Vu les dernières conclusions, signifiées le 17 juin 2015, aux termes desquelles le CE de l'association COSEM, demande l'infirmation du jugement déféré en ce qu'il l'a débouté de sa demande de condamnation de M. [V] [P], ou subsidiairement de l'association COSEM au versement de la somme de 20.000 € à son profit au titre de l'entrave apportée à son bon fonctionnement en raison de la faute civile résultant de l'entrave par des propos injurieux, calomnieux, et menaçant tenus par M. [V] [P] lors des réunions du comité d'entreprise des 30 décembre 2013, 31 janvier 2014, 21 mars 2014, 25 avril 2014, 27 juin 2014 et 15 septembre 2014, entrave sanctionnée par l'article L. 2328-1 du code du travail, et la condamnation solidaire de M. [V] [P] et de l'association COSEM à lui verser (au comité d'entreprise COSEM) (et du) ainsi qu'au syndicat CFDT Santé Sociaux Paris la somme de 2 000 € au titre de l'article 700 du code de procédure civile ainsi qu'au paiement des entiers dépens.

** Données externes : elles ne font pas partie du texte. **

PR #8012, opened 2026-07-23
core/storage: reset suspended pager state machines before clearing the page cache

nightscape:
## Invariant broken

`allocate_page` pins the freelist trunk page while its state machine is suspended at an I/O yield (`AllocatePageState::SearchAvailableFreeListLeaf`). If `begin_read_tx()` (the db-changed branch) or `rollback()` then clears the page cache **while that machine is still suspended**, the trunk's buffer is freed. When the machine later resumes it walks straight back into `SearchAvailableFreeListLeaf` and hits `turso_assert!(trunk_page.is_loaded(), "Freelist trunk page is not loaded")` and panics. Reachable on plain storage, no materialized views.

Root cause: a suspended pager state machine can outlive a cache clear, and nothing tore the machine down, so it resumed against a page the clear had freed.

## Fix

1. **`begin_read_tx()` (db-changed) and `rollback()` call `reset_internal_states()` before `clear_page_cache()`.** A reset machine restarts a fresh allocation from `Start` instead of resuming into the freed trunk, so the panic can no longer occur.

2. **`reset_internal_states()` releases the pins the suspended `allocate_page`/`free_page` machines hold** before resetting them to `Start`. `pin()`/`unpin()` is a manual atomic counter that is **not** tied to `PageRef`'s `Drop`, so overwriting the state enums to `Start` would otherwise leak those pins.

That's the whole fix — no change to `PageCache::clear`.

## Why an earlier approach was reverted (evidence)

An earlier version of this branch instead made `PageCache::clear` *preserve* pinned pages. That was reverted: preserving pinned pages left uncommitted pages resident across a rollback, and once the rollback shrank `database_size` the next `allocate_page` reused those page-ids and collided in `force_insert_page` (`Attempted to insert different page with same key`). The concurrent simulator (`turso_whopper`, built with `--cfg nightly`) reproduced it deterministically:

- **in-process fast, seeds 1–60:** 21/60 panic **with** pin-preservation; **0/60 with this design**.
- **release-nightly, all three previously-hanging CI modes** (`in-process`, `in-process-mvcc`, `schema-clone-faults`): all pass with this design.

## Test evidence

- `suspended_allocate_reset_before_clear_releases_pins_and_resets` (pager.rs, deterministic via the read-yield injector): suspends `allocate_page` with the trunk pinned, runs the `reset_internal_states()` step, and asserts the trunk pin is released and the machine reset to `Start`, then that the following `clear_page_cache` is safe.
- `test_wal_rollback_does_not_leak_read_lock` (wal.rs): guards `reset_internal_states()` against leaking a WAL shared read lock (which would block Restart/Truncate checkpoints forever).
- Also green: full `turso_core storage::` module (385 pass), the `io_memory_yield` abandoned-statement suite (incl. `test_abandoned_insert_savepoint_rollback_preserves_freelist`), `cargo fmt`, `clippy -p turso_core --all-features --deny=warnings`.

## Commit structure

Two commits so reviewers can check out each:

- **Commit 1** adds the tests. Without the fix, `suspended_allocate_reset_before_clear_releases_pins_and_resets` fails with:

  ```
  reset_internal_states must release the suspended allocate_page's trunk pin
  ```

  (`test_wal_rollback_does_not_leak_read_lock` is a forward-looking guard and passes in all configurations.)
- **Commit 2** is the fix; both tests pass.

### DIFF
--- a/core/storage/pager.rs
+++ b/core/storage/pager.rs
@@ -2926,7 +2926,11 @@ impl Pager {
         };
         let changed = wal.begin_read_tx()?;
         if changed {
-            // Someone else changed the database -> assume our page cache is invalid (this is default SQLite behavior, we can probably do better with more granular invalidation)
+            // Someone else changed the database -> assume our page cache is invalid
+            // (this is default SQLite behavior, we can probably do better with more
+            // granular invalidation).
+            // Reset internal state machines first to release any pinned pages.
+            self.reset_internal_states();
             self.clear_page_cache(false);
             // Invalidate cached schema cookie to force re-read on next access
             self.set_schema_cookie(None);
@@ -5574,6 +5578,10 @@ impl Pager {
     #[instrument(skip_all, level = Level::DEBUG)]
     pub fn rollback(&self, schema_did_change: bool, connection: &Connection, is_write: bool) {
         tracing::debug!(schema_did_change);
+        // Reset internal state machines FIRST to release any pinned pages held by
+        // allocate_page, free_page, etc. This must happen before clear_page_cache
+        // so that pinned pages are unpinned and can be properly cleared.
+        self.reset_internal_states();
         if is_write {
             let clear_dirty = true;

Vu les dernières conclusions, signifiées le 13 août 2015, par l'association coordination des oeuvres sociales et médicales - COSEM et M. [P], tendant au débouté du CE de l'association COSEM et à sa condamnation à leur régler à chacun d'eux la somme de 5 000 € pour procédure abusive et la somme de 10 000 € au titre de l'article 700 du code de procédure civile ainsi qu'au paiement des entiers dépens ;
SUR CE, LA COUR :
Considérant que, pour un exposé complet des faits et de la procédure, il est expressément renvoyé au jugement déféré et aux écritures des parties ; qu'il convient de rappeler que :
* L'association Coordination des Oeuvres Sociales et Médicales (ci-après COSEM), soumise au régime de la loi du 1er juillet 1901, a pour principal objet l'exploitation de centres de santé situés à [Localité 2] dans le cadre des articles L. 6323-1 et suivants du code de la santé publique. Sa vocation sociale consiste à offrir au plus grand nombre un accès à des soins médicaux et dentaires. Elle exploite notamment trois centres de santé à [Localité 2] et emploie plus de 620 salariés permanents, dont 375 médecins et chirurgiens-dentistes ;
* jusqu'au 1er juillet 2014, le régime de prévoyance du COSEM s'appliquait différemment selon les catégories suivantes :
- pour la catégorie des cadres administratifs et des non-cadres, était appliqué un accord d'entreprise garantissant les risques d'invalidité, d'incapacité et de décès,
- pour la catégorie des praticiens, il était fait application d'un engagement unilatéral de l'employeur garantissant le risque décès ;
* s'agissant de la mutuelle, la prise en charge était définie comme suit :
- pour la catégorie des cadres administratifs et des non-cadres, la mutuelle était obligatoire, et le COSEM la prenait intégralement en charge selon un engagement unilatéral de l'employeur,
- pour la catégorie des praticiens, il n'y avait aucune obligation d'adhérer à la mutuelle de l'association et les praticiens qui souhaitaient y souscrire ne bénéficiaient d'aucune prise en charge par l'employeur ;
* l'entrée en vigueur du décret n°2012-25 du 9 janvier 2012, relatif au caractère collectif et obligatoire des garanties de protection sociale complémentaire, rendait impossible le maintien de ce régime mis en place au sein du COSEM ;
* souhaitant mettre en oeuvre un nouveau régime de prévoyance et de santé afin d'éviter d'être assujetti aux cotisations de sécurité sociale, le COSEM a dénoncé son engagement unilatéral, selon lequel il prenait en charge, intégralement, les frais de la mutuelle des salariés non
praticiens ;
* la régularité de cette procédure de dénonciation a été contestée par le comité d'entreprise de l'association COSEM, le syndicat CFDT Santé et Sociaux Paris, M. [Q] [Q], Mme [X] [V], Mme [N] [M], Mme [U] [C], Mme [F] [X] et M. [M] [A], qui ont obtenu l'autorisation d'assigner à jour fixe l'association, le 20 octobre 2014 ;
* le 17 mars 2015 est intervenue la décision dont appel qui a notamment déclaré irrecevable l'action intentée par le comité d'entreprise au titre de l'entrave, seul point sur lequel porte l'appel limité du comité d'entreprise, la cour n'étant saisie d'aucun appel incident.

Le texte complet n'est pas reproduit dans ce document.